The advantages of ICL over Lasik are several-fold. First, the result is significantly superior to Lasik surgery — vision is far more clear (mine is now 20/15) and with fewer and less severe optical “halos” (mine disappeared entirely within a few months of surgery).

Because you’re not changing the physical structure of the eye, you’re less likely to wind up with poor results.In fact, if you’re not happy with the results, the lens can be removed entirely and your vision returned to its pre-surgery condition. If your prescription changes, the implanted lens can be exchanged for a new one. If you develop cataracts, your natural lens can be removed and your artificial lens can be changed out if necessary.

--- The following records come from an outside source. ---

PR #131, opened 2020-03-27
Fix warnings

Schneegans:


src/cs-core/SolarSystem.cpp
```diff
@@ -499,17 +500,17 @@ void SolarSystem::printFrames() {
...
+  CS_DISABLE_GCC_WARNING("-Wwrite-strings")
 
   // Continue execution on errors.
   erract_c("SET", 0, "RETURN");
 
   // Disable default error reports.
   errdev_c("SET", 0, "NULL");
 
-#pragma GCC diagnostic pop
+  CS_WARNING_POP
```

During the surgery, local anesthesia is used along with a paralytic to prevent the eye from moving. This is a boon to those of us who have difficulty controlling our blink reflex. IV sedatives are also provided, making the surgery both pleasant and completely comfortable (as compared to Lasik, which is often described as “sucking my eyeball out of my head!”).

ICL does not impact your ability to participate in extreme activities: since my surgery, I have been both scuba diving and sky diving with no negative effects.

Finally, people who have been turned down for Lasik — such as those with corneas that are too thin for Lasik — may be eligible for ICL.

ICL is more expensive than Lasik; I paid $3,000 per eye in 2005. It cannot correct farsightedness, and won’t prevent the need to wear reading glasses (however, it will not increase the need for reading glasses like Lasik can).

I’ve had ICL for nearly four years now and I can’t recommend it enough. The web site for the group I used is www.GoodEyes.com. – E.